Fatigués et chargés
Publié le 9 Juillet 2017
Prédication du 9 juillet 2017
En ce temps d’été où pour beaucoup, les vacances commencent, il est bon de parler de repos… Sauf qu’en fait, nous n’allons pas parler de repos, mais d’appel ainsi que de joug et de fardeau...
« Venez à moi… » Jésus appelle.
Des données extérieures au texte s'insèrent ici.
PR #584, opened 2024-05-16
Fix PDB and VS not deleted

ariefrahmansyah:
# Description

This PR solves two bugs:

1. Previous PDB not deleted when redeployed
   a. The previous implementation only used Apply to create a new revision's PDB without deleting the previous revision's PDB.
  b. This PR uses Patch instead of Apply so it will only use one PDB to every revision
2. Virtual service not deleted when undeployed
   a. This issue happens due to condition logic that would only delete VS with revision > 1. Removing this condition solve the issue.
   b. This condition was created to maintain backward compatibility to VS without revision, but the implementation is faulty.

# Tests

# Checklist
- [ ] Added PR label
- [x] Tested locally
- [ ] Updated documentation

# Release Notes

```release-note

```

### DIFF
--- a/api/cluster/controller.go
+++ b/api/cluster/controller.go
@@ -251,6 +251,7 @@ func (c *controller) Deploy(ctx context.Context, modelService *models.Service) (
 	}
 
 	if c.deploymentConfig.PodDisruptionBudget.Enabled {
+		// Create / update pdb
 		pdbs := createPodDisruptionBudgets(modelService, c.deploymentConfig.PodDisruptionBudget)
 		if err := c.deployPodDisruptionBudgets(ctx, pdbs); err != nil {
 			log.Errorf("unable to create pdb: %v", err)
@@ -327,12 +328,15 @@ func (c *controller) Delete(ctx context.Context, modelService *models.Service) (
 		}
 	}
 
-	if modelService.RevisionID > 1 {
-		vsName := fmt.Sprintf("%s-%s-%s", modelService.ModelName, modelService.ModelVersion, models.VirtualServiceComponentType)
-		if err := c.deleteVirtualService(ctx, vsName, modelService.Namespace); err != nil {
-			log.Errorf("unable to delete virtual service %v", err)
-			return nil, ErrUnableToDeleteVirtualService
-		}
+	vsCfg, err := NewVirtualService(modelService, "")
+	if err != nil {
+		log.Errorf("unable to initialize virtual service builder: %v", err)
+		return nil, errors.Wrapf(err, fmt.Sprintf("%v", ErrUnableToDeleteVirtualService))
+	}
+
+	if err := c.deleteVirtualService(ctx, vsCfg); err != nil {
+		log.Errorf("unable to delete virtual service %v", err)
+		return nil, ErrUnableToDeleteVirtualService
 	}
 
 	return modelService, nil
--- a/api/cluster/controller.go
+++ b/api/cluster/controller.go
@@ -252,7 +252,7 @@ func (c *controller) Deploy(ctx context.Context, modelService *models.Service) (
 
 	if c.deploymentConfig.PodDisruptionBudget.Enabled {
 		// Create / update pdb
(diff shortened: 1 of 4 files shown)


api/cluster/controller.go
```diff
@@ -251,6 +251,7 @@ func (c *controller) Deploy(ctx context.Context, modelService *models.Service) (
 	}
 
 	if c.deploymentConfig.PodDisruptionBudget.Enabled {
+		// Create / update pdb
```
leonlnj, line 254: instead of this maybe change `createPodDisruptionBudgets` to `generatePDBSpecs` ? since nothing is created until deployed

api/cluster/controller.go
```diff
@@ -327,12 +328,15 @@ func (c *controller) Delete(ctx context.Context, modelService *models.Service) (
 		}
 	}
 
-	if modelService.RevisionID > 1 {
-		vsName := fmt.Sprintf("%s-%s-%s", modelService.ModelName, modelService.ModelVersion, models.VirtualServiceComponentType)
-		if err := c.deleteVirtualService(ctx, vsName, modelService.Namespace); err != nil {
-			log.Errorf("unable to delete virtual service %v", err)
-			return nil, ErrUnableToDeleteVirtualService
-		}
+	vsCfg, err := NewVirtualService(modelService, "")
```
leonlnj, line 331: when does modelService.RevisionID <= 0 happen? or was the check useless to begin with?

ariefrahmansyah: When we haven't introduced model version revision features (prior to Merlin 0.34.0).

Yeah, the check was faulty resulting in Merlin not deleting:
1. VS of version endpoints without revision (the ones deployed by Merlin<0.34.0)
2. VS of version endpoints with revision 1 (the first deployment of version endpoint)
And will only delete VS of version endpoints with revision > 1.

api/cluster/pdb.go
```diff
@@ -113,11 +125,15 @@ func (c *controller) deployPodDisruptionBudget(ctx context.Context, pdb *PodDisr
...
+	pdbJSON, err := json.Marshal(pdbSpec)
+	if err != nil {
+		return err
+	}
+
+	forceEnabled := true
 
-	_, err = c.policyClient.PodDisruptionBudgets(pdb.Namespace).Apply(ctx, pdbCfg, metav1.ApplyOptions{FieldManager: "application/apply-patch"})
+	_, err = c.policyClient.PodDisruptionBudgets(pdb.Namespace).
+		Patch(ctx, pdb.Name, types.ApplyPatchType, pdbJSON, metav1.PatchOptions{FieldManager: "application/apply-patch", Force: &forceEnabled})
```
leonlnj, line 136: why do we force patch instead of just apply, i thought apply would do the same? I might be missing something here

api/cluster/pdb.go
```diff
@@ -29,39 +30,50 @@ func NewPodDisruptionBudget(modelService *models.Service, componentType string,
 	labels["serving.kserve.io/inferenceservice"] = modelService.Name
 
 	return &PodDisruptionBudget{
-		Name:                     fmt.Sprintf("%s-%s-%s", modelService.Name, componentType, models.PDBComponentType),
+		Name:                     fmt.Sprintf("%s-%s-%s-%s", modelService.ModelName, modelService.ModelVersion, componentType, models.PDBComponentType),
```
leonlnj, line 33: to confirm my understanding, modelService.Name was `{modelName}-{modelVersion}-{knativeRevision}`, this essentially strip the knative revision so we can apply the patch for a pdb to be reuse?

leonlnj:
was thinking if we can patch isvc instead of create-delete to keep how we manage the resource the same fashion, then i realized the isvc patch does not have `meta.PatchOptions` 😅 

image


image

api/cluster/pdb.go
ariefrahmansyah: it's not knativeRevision but meriln's model version revision.
modelService.Name is {modelName}-{versionID}-{revisionPrefix}{revisionID}

PR #328, opened 2016-03-11
Redirect new site message creation for no participants.

eschlange:
* Updated controller new logic.
* Added spec.

[#114007863]


app/controllers/think_feel_do_engine/coach/site_messages_controller.rb
```diff
@@ -20,6 +20,9 @@ def show
 
       def new
         @participants = current_user.participants_for_group(@group)
+        redirect_to(coach_group_site_messages_path(@group),
+                    notice: "A group must have participants in order "\
```
ericcf: Should this be a `notice` or an `alert`?

eschlange: Ah yes, an alert makes more sense. Updating now.

spec/controllers/think_feel_do_engine/coach/site_messages_controller_spec.rb
```diff
@@ -46,12 +46,21 @@ module Coach
           end
 
           it "responds with the group's participants but scoped to the current user" do
```
michaelwehrley: Should this test be titled something along the lines of that 'it responds with new template'?  This test actually has no idea if the participant is scoped to the `current_user` given the test setup.

eschlange: I agree, I'll update the description of this test.

michaelwehrley:
:+1:

PR #329, opened 2016-03-15
Week-Based Content Modules

michaelwehrley:
* Allow for content modules to display within panels based on week criteria
* Add scopes and scope specs for time-based module panels
* Fix `TaskHelper`/`TaskStatusLink` method bug
* Add `TaskStatusLink` spec for when a task status has been completed
* Add feature spec to check correct module layout

[#114007819]


app/models/tools/practice.rb
```diff
@@ -0,0 +1,5 @@
+module Tools
+  # Displays other tools in the form of content providers
+  class Practice < BitCore::Tool
```
ericcf: Is there special behavior based on this tool class?

michaelwehrley: Hmmm, are you suggesting that I just use an already existing tool and change the title?

ericcf: Not suggesting anything yet, just asking :-)

michaelwehrley: I am actually not sure if it will have any special behaviors in the future.  I needed a class defined for the fixtures to load and I wanted to keep things consistent with names of tools and the title in the toolbar.  The functionality is a tool that lists a bunch of other `ContentProviders` that participants need to access - kind of an index page per se.  These providers display on one side `AvailableContentMondules` that are assigned for the current week and on the other side `AvailableContentMondules` that were assigned in the past.  Let me know if that helps :smile_cat:

ericcf: Sounds like a case of YAGNI! I understand what you're saying, but it sounds like the functionality is accomplished with modules and providers. I'd say just make it a plain `BitCore::Tool` for now and change it later if needed.

michaelwehrley:
merging... :smile:

PR #332, opened 2016-03-16
Add Completion Method

michaelwehrley:
* Add methods to determine if previous task status has been completed
* Add additional specs for new public methods
* Add specs for membership methods
* Remove unnecessary method and specs  `available_for_learning`

[#114008595]


app/models/task_status.rb
```diff
@@ -67,6 +56,22 @@ class TaskStatus < ActiveRecord::Base
...
+    available_for_learning_on <= Date.today
+  end
+
+  def completed?
+    completed_at.present?
+  end
+
+  def previous_completed?
+    return true if is_first?
+    self
```
eschlange: What is the purpose of invoking this method off of the model's class?

michaelwehrley: Sorry, but I am not sure I understand the question.  I am running a query here and I need to do that off the `TaskStatus`.  Are you saying to instead write:
```ruby
  def previous_completed?
    return true if is_first?
    TaskStatus
      .find_by_id(membership_task_status_ids[index_for_membership - 1])
      .completed?
  end
```

eschlange: Ah, understood. I haven't seen that notation used for this purpose.

eschlange:
Looks good, nice refactoring and specs as well.

PR #335, opened 2016-03-17
Msw update times spec

michaelwehrley:
This fixed the membership bug; so a small improvement.  However, with the seed (45362) provided in this travis run, the activity feature spec below still fails.  https://travis-ci.org/cbitstech/think_feel_do_engine/builds/116630760


eschlange:
:+1: Nice job on the refactoring.

PR #340, opened 2016-03-21
Handle record not found issues for showing content modules.

eschlange:
* Update to controller logic.
* Added spec for new logic.
* Handles missing task when updating task_status.
* Add spec to check for handling of exception.

[#115355465]
[#113190343]


spec/controllers/think_feel_do_engine/participants/task_status_controller_spec.rb
```diff
@@ -42,6 +42,17 @@ module Participants
             it { expect(response.status).to eq 400 }
           end
 
+          context "that specifies a non-existant task" do
+            before do
+              allow(task_status)
+                .to receive(:mark_complete)
+                .and_raise(ActiveRecord::InvalidForeignKey.new("invalid key"))
```
michaelwehrley: Can we just raise `ActiveRecord::InvalidForeignKey` or do we need to create a new one here?

michaelwehrley:
:+1: :shipit:

spec/controllers/think_feel_do_engine/participants/task_status_controller_spec.rb
michaelwehrley: looks like you can't.  I don't quite understand why you can't yet.

PR #341, opened 2016-03-21
Add check to ensure intro slideshow has slides.

eschlange:
[#113404069]


eschlange:
Merging, errors due to external spec issues.

PR #342, opened 2016-03-22
Ems 114719255 - Abstract out position numbers from lesson view.

eschlange:
* Update sorting icon to be less confusing.
* Removed position number from view and edit pages.
* Removed spec logic expecting position numbers.
* Removed feature spec that had a db race condition issue.

[#114719255] [#116130777]


eschlange:
Merging, mostly code removal.

PR #343, opened 2016-03-22
Fix MediaAccessEvent date calculations.

eschlange:
* Now uses group specific to dashboard page.
* Updated specs to expect a group parameter.

[#115859907]


ericcf:
:cool: :sunglasses:

PR #345, opened 2016-04-01
Remove ability to switch reply recipient.

eschlange:
- Setting recipient on reply form if given.
- Added controller spec to ensure recipient is set.

[#116478101]


michaelwehrley:
makes sense to me. :shipit:

app/controllers/think_feel_do_engine/coach/messages_controller.rb
```diff
@@ -23,6 +23,8 @@ def new
         authorize! :new, Message
 
         @new_message = current_user.build_sent_message
+        @reply_recipient =
+          Participant.find(params[:recipient_id]) if params[:recipient_id]
```
michaelwehrley: did you also want to scope this? `current_user.participants.find(params[:recipient_id]) if params[:recipient_id])

michaelwehrley: You could also change: `authorize! :new, @new_message` and place `@new_message = current_user.build_sent_message` before the authorize call.

eschlange:
@michaelwehrley Thanks for the comments. I updated the controller using your two recommendations (I scoped the participant list and placed the auth code after the message object is build.) Lastly, I updated the specs to accommodate the changes.

Please let me know if everything looks good.

spec/controllers/think_feel_do_engine/coach/messages_controller_spec.rb
```diff
@@ -64,7 +74,7 @@ module Coach
 
           it "should set the recipient participant if given" do
             allow(Group).to receive(:find) { group }
-            expect(Participant).to receive(:find)
+            allow(auth_user).to receive_message_chain(:participants, :find) { [] }
```
michaelwehrley: This doesn't really matter, but I think this returns an participant or `nil`, not an array.

michaelwehrley:
Looks good to me.  My comment is minor :sheep:

eschlange:
@michaelwehrley Updated the spec to return a typed double, rather than an array. Mind if I merge it?

michaelwehrley:
Good work!

eschlange:
Thanks, Mike!

PR #346, opened 2016-04-04
Msw 114008595 release the lesson kraken

michaelwehrley:


ericcf:
Seems reasonable to me.

PR #347, opened 2016-04-06
Update lesson view report to include default URLS.

eschlange:
* Report now takes default lesson pages into account.
* Added spec that checks for default lesson URL.

[#116928465]


ericcf:
Looks good to me! I find the reporting code to be very painful to work on, so thanks.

Et qui appelle-t-il ? Quels sont les prérequis ? Faut-il être un homme ? Faut-il être juif ? (ce sont deux critères qui auraient fait sens à son époque Bien portant ? Valide ? De quel parti, de quel courant faut-il être ? Quels sont les diplômes requis ? A quelle catégorie socio-professionnelle faut –il appartenir ? Quelle couleur de peau faut-il avoir ?
Au moins, faut- il être respectable ? Avoir une bonne moralité ? Etre croyant ?
Rien de tout cela.
Pour être appelé par Jésus, il faut simplement répondre à un de ces deux critères : « être fatigué » ou « avoir été chargé »
Venez à moi, tous qui êtes fatigués. Jésus ne sélectionne pas certains types de fatigue, il ne s’interroge pas sur les causes de la fatigue, il ne distribue pas des brevets de pénibilités. Il laisse simplement à chacun et à chacune la possibilité de reconnaître sa fatigue. Et il prend cette fatigue au sérieux. Jésus n’est pas de ceux qui disent « tu n’en rajoute pas un peu, là ? »
Venez à moi, tous qu’on a chargés. Non seulement Jésus voit notre fatigue, mais il voit aussi les fardeaux qu’on nous a imposés, les blessures que nous avons subies.
Voilà à qui Jésus s’adresse : celles et ceux qui sont fatigués, qui sont las, qui en ont marre, celles et ceux qu’on a chargé de souffrance, d’obligation, de culpabilité, de peur…
Et puisque nous sommes ici en réponse à son appel, nous devrions nous rappeler qu’ici, ce n’est pas le cercle des dévots et des gens biens, ce n’est même pas l’assemblée des fidèles, ici, c’est le lieu de celles et ceux qui sont fatigués et chargés, de celles et ceux qui ne vont pas bien. (D’ailleurs si j’étais d’un naturel optimiste, je me réjouirais de ce que nous soyons peu nombreux)
Jésus nous appelle au repos… Enfin, c’est quand même un repos qui commence mal : « prenez sur vous mon joug ». Ahah ! C’était donc un piège !
Jésus a aussi des choses à nous faire porter.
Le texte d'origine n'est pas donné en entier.